EL IMPULSO de la celebración anual del Eid al-Fitr suele interpretarse como un impacto positivo en la mejora socioeconómica de las zonas urbanas y rurales. El aumento constante del consumo de los hogares para satisfacer todas las necesidades durante el Eid al-Fitr es una imagen común que presencian los ciudadanos.
Más allá del consumo, el impulso del Eid también brinda una oportunidad para que cada pequeña y mediana empresa obtenga más beneficios que en días normales debido a la alta demanda de los consumidores. Esta implicación tiene un impacto significativo en el aumento periódico de la facturación durante el Eid al-Fitr.
Los hechos encontrados sobre el terreno también muestran un aumento de la demanda en varios sectores de consumo público como la gastronomía y alimentación (galletas, platos típicos del Eid), la moda y vestimenta musulmana (túnicas, koko, mukenas y ropa infantil).
El crecimiento positivo también se aplica a la venta de cestas y lotes de Eid como regalos para mantener las relaciones. Esta imagen claramente proporciona nueva energía para la acentuación del crecimiento, pero la siguiente pregunta es: ¿se aplica esto también al impulso del crecimiento económico después del Eid al-Fitr?
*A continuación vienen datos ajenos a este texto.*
PR #1273, opened 2024-01-19
update doc strings and error messaging

dpaiton:


lib/agent0/agent0/interactive_fuzz/fuzz_path_independence.py
```diff
@@ -399,6 +406,7 @@ def invariant_check(
         if not fp_isclose(expected_val, actual_val, abs_tol=epsilon):
             difference_in_wei = abs(expected_val.scaled_value - actual_val.scaled_value)
             exception_message.append(
+                "The pool state has deviated after closing all of the trades.\n"
```
slundqui, line 409: New lines here don't really show up in rollbar, I would rather these be separate arguments, specifically appending two arguments to the exception, one for the message and the other for the amounts.

slundqui (approved):

lib/agent0/agent0/interactive_fuzz/fuzz_path_independence.py
dpaiton: got it!

PR #1275, opened 2024-01-20
fix liquidity present value tests

dpaiton:
initial present value is recalculated for add & remove liquidity

### DIFF
--- a/lib/agent0/agent0/interactive_fuzz/fuzz_present_value.py
+++ b/lib/agent0/agent0/interactive_fuzz/fuzz_present_value.py
@@ -82,11 +82,14 @@ def fuzz_present_value(
     }
     agent = interactive_hyperdrive.init_agent(base=FixedPoint("1e10"), eth=FixedPoint(1_000))
 
+    # Execute the trades and check invariances for each trade
     for trade_type in [
         HyperdriveActionType.OPEN_LONG,
         HyperdriveActionType.CLOSE_LONG,
         HyperdriveActionType.OPEN_SHORT,
         HyperdriveActionType.CLOSE_SHORT,
+        HyperdriveActionType.ADD_LIQUIDITY,
+        HyperdriveActionType.REMOVE_LIQUIDITY,
     ]:
         # Keep the agent flush
         if agent.wallet.balance.amount < FixedPoint("1e10"):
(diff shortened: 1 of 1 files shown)


lib/agent0/agent0/interactive_fuzz/fuzz_present_value.py
```diff
@@ -118,14 +121,37 @@ def fuzz_present_value(
...
+                )
                 trade_amount = FixedPoint(
                     scaled_value=int(
                         np.floor(rng.uniform(low=min_trade.scaled_value, high=agent.wallet.balance.amount.scaled_value))
                     )
                 )
                 trade_event = agent.add_liquidity(trade_amount)
             case HyperdriveActionType.REMOVE_LIQUIDITY:
+                # recompute initial present value for liquidity actions
+                check_data["initial_present_value"] = interactive_hyperdrive.hyperdrive_interface.calc_present_value(
```
slundqui, line 152: Can you double check this? I think this value is getting overwritten: this loop first executes add liquidity and sets this parameter, then removes liquidity and resets this parameter.

dpaiton: the loop recalculates the initial before the trade for each trade; so the steps are
- calculate initial present value
- add liquidity
- check new pv against initial

- calculate initial pv
- remove liquidity
- check new pv against initial

dpaiton: I could remove the loops entirely, they are kind of overcomplicating parsing the test

slundqui: Ah okay, I see, didn't realize we check invariances at the end of every loop. In this case, this var should be set outside of the match

lib/agent0/agent0/interactive_fuzz/fuzz_present_value.py
```diff
@@ -118,14 +121,37 @@ def fuzz_present_value(
             case HyperdriveActionType.CLOSE_SHORT:
                 maturity_time, open_trade = next(iter(agent.wallet.shorts.items()))
                 trade_event = agent.close_short(maturity_time=maturity_time, bonds=open_trade.balance)
+            case _:
+                raise ValueError(f"Invalid {trade_type=}")
```
slundqui, line 125: I believe these trades are not getting checked in invariances, this for loop is simply opening trades. A quick scan shows there are indeed checks against these trades

dpaiton: yeah I just caught that too. one sec

slundqui (approved):
LGTM

PR #1279, opened 2024-01-24
Attempt a preview if a transaction call fails,

slundqui:
Adds the resulting preview error to the crash report


dpaiton (approved):
Awesome, hope this improves error messaging!

PR #1296, opened 2024-01-29
Update agent0 to hyperdrive v0.7.0

slundqui:


lib/ethpy/ethpy/test_fixtures/local_chain.py
```diff
@@ -217,7 +222,7 @@ def launch_local_hyperdrive_pool(
         minimumTransactionAmount=minimum_transaction_amount.scaled_value,
         positionDuration=position_duration,
         checkpointDuration=checkpoint_duration,
-        timeStretch=time_stretch.scaled_value,
+        timeStretch=0,
```
dpaiton, line 225: why is this zero now? if it's not used, shouldn't we delete it from the pool deploy config?

dpaiton (approved):
lgtm aside from confusion about time stretch parameter argument

lib/ethpy/ethpy/test_fixtures/local_chain.py
slundqui: This is what's in the migration script right now. This is required as it's a required field to the solidity call

PR #1564, opened 2024-06-24
Allows backfilling pool info in the case of forking a pool

slundqui:
Includes cool progress bar when doing slow backfilling.
image

Also includes the following minor fixes:
- Removing unnecessary uv installation in CI.
- Fixing a bug with `test_lazy_calc_pnl` dataframe comparison where pandas `equals` was comparing based on index after sort.

### DIFF
--- a/.github/workflows/lint.yml
+++ b/.github/workflows/lint.yml
@@ -21,9 +21,6 @@ jobs:
           python-version: "3.10"
           token: ${{github.token}}
 
-      - name: install uv
-        run: curl -LsSf https://astral.sh/uv/install.sh | sh
-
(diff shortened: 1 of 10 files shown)


.github/workflows/lint.yml
```diff
@@ -21,9 +21,6 @@ jobs:
           python-version: "3.10"
           token: ${{github.token}}
 
-      - name: install uv
-        run: curl -LsSf https://astral.sh/uv/install.sh | sh
```
dpaiton, line 25: oops good catch

dpaiton (approved):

Del consumo a la productividad
En este contexto, leer y reanalizar la imagen de las proyecciones de crecimiento económico tras el impulso del Eid al-Fitr se convierte en un momento importante para ver el patrón de fuerza del consumo interno de Indonesia, incluso para comprender la resiliencia económica nacional en un período muy difícil en medio de una situación geopolítica inestable.
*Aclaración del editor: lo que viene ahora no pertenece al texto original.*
PR #1582, opened 2024-06-28
Various fuzz fixes

slundqui:
- Checkpoint bot logs warnings when retrying, and logs criticals if it fails 10 times in a row.
- Invariant check script checks every block.
- Running invariance checks asynchronously.
- Each invariance check controls what log level to log at in rollbar.
- Changing `check_checkpointing_should_never_fail` to `check_previous_checkpoint_exists`, which ensures the previous checkpoint always exists.
- LP share price check throws warning if price is up past threshold, throws critical if price is down past threshold.
- Removing initial lp profitable check.

### DIFF
--- a/scripts/checkpoint_bots.py
+++ b/scripts/checkpoint_bots.py
@@ -244,7 +244,7 @@ def run_checkpoint_bot(
                 fail_count = 0
             except Exception as e:  # pylint: disable=broad-except
                 if fail_count < FAIL_COUNT_THRESHOLD:
-                    logging_str = f"Checkpoint transaction failed."
+                    logging_str = "Checkpoint transaction failed."
                     log_level = logging.WARNING
                     logging.warning(logging_str + f" {repr(e)}")
                 else:
--- a/scripts/checkpoint_bots.py
+++ b/scripts/checkpoint_bots.py
@@ -246,11 +246,10 @@ def run_checkpoint_bot(
                 if fail_count < FAIL_COUNT_THRESHOLD:
                     logging_str = "Checkpoint transaction failed."
                     log_level = logging.WARNING
-                    term_logging_str = logging_str + f" {repr(e)}"
                 else:
                     logging_str = f"Checkpoint transaction failed over {FAIL_COUNT_THRESHOLD} times."
                     log_level = logging.CRITICAL
-                    term_logging_str = logging_str + f" {repr(e)}"
+                term_logging_str = logging_str + f" {repr(e)}"
                 logging.log(log_level, term_logging_str)
 
                 if log_to_rollbar:
--- a/scripts/checkpoint_bots.py
+++ b/scripts/checkpoint_bots.py
@@ -39,6 +39,7 @@ CHECKPOINT_WAITING_PERIOD = 0.5
 
 # The threshold for warning low funds
 CHECKPOINT_BOT_LOW_ETH_THRESHOLD = FixedPoint(0.1)
+FAIL_COUNT_THRESHOLD = 10
 
 
 # Sets up async nonce manager
@@ -155,6 +156,8 @@ def run_checkpoint_bot(
     # TODO ERC4626 gets split up here, may want to only do this for the position duration string.
     pool_name = "".join([c + "_" if c.isdigit() else c for c in pool_name])
 
+    fail_count = 0
+
     while True:
         # Check if we've reached the block to exit
         if block_to_exit is not None and chain.block_number() >= block_to_exit:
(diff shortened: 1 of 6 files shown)


scripts/checkpoint_bots.py
```diff
@@ -237,17 +240,27 @@ def run_checkpoint_bot(
...
-                )
-                logging.warning(logging_str)
+                if fail_count < FAIL_COUNT_THRESHOLD:
+                    logging_str = "Checkpoint transaction failed."
+                    log_level = logging.WARNING
+                    term_logging_str = logging_str + f" {repr(e)}"
+                else:
+                    logging_str = f"Checkpoint transaction failed over {FAIL_COUNT_THRESHOLD} times."
+                    log_level = logging.CRITICAL
+                    term_logging_str = logging_str + f" {repr(e)}"
```
dpaiton, line 253: looks like this line `term_logging_str = logging_str + f" {repr(e)}"` is only needed once after the conditional.

scripts/invariant_checks.py
```diff
@@ -67,11 +72,14 @@ def main(argv: Sequence[str] | None = None) -> None:
     # Get deployed pools on first iteration
     deployed_pools = Hyperdrive.get_hyperdrive_pools_from_registry(chain, registry_address)
 
+    start_block_number = chain.block_data().get("number", None)
```
dpaiton, line 75: Is there a reason you use `chain.block_data().get("number", None)` here and `chain.block_number()` below? I looked and they seem equivalent to me, maybe the web3 call under the hood for `chain.block_number()`, which uses `RPC.eth_blockNumber` ends up making two http requests? If there's no difference, I like `chain.block_number()` as the standard only because it's more readable.

scripts/invariant_checks.py
```diff
@@ -81,30 +89,45 @@ def main(argv: Sequence[str] | None = None) -> None:
...
+                    log_to_rollbar=log_to_rollbar,
+                    pool_name=hyperdrive_obj.name,
+                )
+                for hyperdrive_obj in deployed_pools
+            ]
+
+            logging.info("Running invariant checks for block %s on pools %s", check_block, deployed_pools)
+            asyncio.run(async_runner(return_exceptions=False, funcs=partials))
+
+        start_block_number = latest_block_number + 1
```
dpaiton, line 125: can you rename this? like uhh... `last_checked_block` or something? I think the `if (latest_block_number - start_block_number) > LOOKBACK_BLOCK_LIMIT:` conditional makes it seem like this only runs for `LOOKBACK_BLOCK_LIMIT` iterations.

scripts/invariant_checks.py
```diff
@@ -81,30 +89,45 @@ def main(argv: Sequence[str] | None = None) -> None:
...
-                log_to_rollbar=log_to_rollbar,
-                pool_name=name,
-            )
+
+        for check_block in range(start_block_number, latest_block_number + 1):
+            if (latest_block_number - start_block_number) > LOOKBACK_BLOCK_LIMIT:
+                error_message = "Unable to keep up with invariant checks."
+                logging.error(error_message)
+                log_rollbar_message(error_message, logging.ERROR)
+                break
```
dpaiton, line 108: I think we should log the error and `continue` instead of `break`. My thinking is if it falls behind that's bad (post an error) but that doesn't mean we should stop checking for future blocks.

src/agent0/ethpy/hyperdrive/interface/read_interface.py
```diff
@@ -209,6 +209,16 @@ def __init__(
         self._current_pool_state = None
         self.last_state_block_number = -1
 
+        # Best effort to find initialize event and set deploy block
+        self.deploy_block: None | int = None
+        initialize_event = self.get_initialize_events("earliest")
```
dpaiton, line 214: Are we sure we want this every time the interface is initialized? If I understand correctly this will pull all logs from the earliest available block. That has to be really time consuming, right? I think we should populate this when requested (`interface.get_deploy_block()`) and make sure to make that call in the invariance checks.

src/agent0/hyperfuzz/system_fuzz/invariant_checks.py
```diff
@@ -100,21 +113,30 @@ def run_invariant_checks(
...
             exception_message.append(message)
+        exception_data = exception_data_template.copy()
         exception_data.update(data)
         exception_data["block_number"] = pool_state.block_number
 
-    # Log additional information if any test failed
-    if any_check_failed:
-        logging.critical("\n".join(exception_message))
+        # Log exception to rollbar
+        assert log_level is not None
```
dpaiton, line 136: is this for type narrowing or is this possible at run time? if run time make it an `if` --> `raise` conditional.

src/agent0/hyperfuzz/system_fuzz/invariant_checks.py
```diff
@@ -395,56 +437,32 @@ def _check_lp_share_price(
...
+    # We check if lp share price jumps higher than expected
+    # if we're doing a full check. In this case, we warn
+    difference_in_wei = abs(previous_lp_share_price.scaled_value - current_lp_share_price.scaled_value)
     if not currently_minting_checkpoint and not closing_mature_position:
-        if not isclose(previous_lp_share_price, current_lp_share_price, abs_tol=test_tolerance):
-            failed = True
-    # Relaxed check
-    else:
-        if (previous_lp_share_price - current_lp_share_price) >= test_tolerance:
+        if (current_lp_share_price - previous_lp_share_price) >= test_tolerance:
```
dpaiton, line 444: should this also be `abs`? like on line 442

dpaiton (approved):
This is great, thanks for turning around these TODOs so quickly. I think we should talk about testing this out on a mainnet fork w/ fuzz bots. We should do things like underfund the checkpoint bot and make sure discord pings the critical error. We could also spin up anvil w/ a known insolvent pool state and run the checkpoints to verify errors show up.

src/agent0/hyperfuzz/system_fuzz/invariant_checks.py
slundqui: This is type narrowing, log_level should always be set in this case

scripts/invariant_checks.py
slundqui: Moved this check outside of the loop for clarity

La crisis económica desencadenada por el estallido de la guerra entre Estados Unidos e Israel contra Irán el 28 de febrero de 2026, de hecho, provocó inmediatamente shocks en el mercado financiero interno.
El tipo de cambio de la rupia también se debilitó, superando las 16.929 rupias por dólar estadounidense a principios de marzo de 2026, mientras que el Índice Compuesto de Precios de la Bolsa (IHSG) se desplomó significativamente un 8,82% en una semana.
La actitud cautelosa de muchos inversores ante la realidad de la guerra en Oriente Medio muestra que los inversores evitan activos de riesgo (risk-off) en países en desarrollo y cambian a activos seguros como el oro.
La alta preocupación por las interrupciones en el suministro global de petróleo y los picos de inflación hacen que los mercados esperen que las tasas de interés se mantengan altas durante más tiempo.
Esta situación se ve agravada por el deterioro de las perspectivas de calificación crediticia de Indonesia, lo que también erosiona la confianza de los inversores extranjeros en la estabilidad interna. Aunque las presiones de la crisis aumentan, se estima que los flujos financieros internos seguirán creciendo, aunque con una desaceleración bastante alta.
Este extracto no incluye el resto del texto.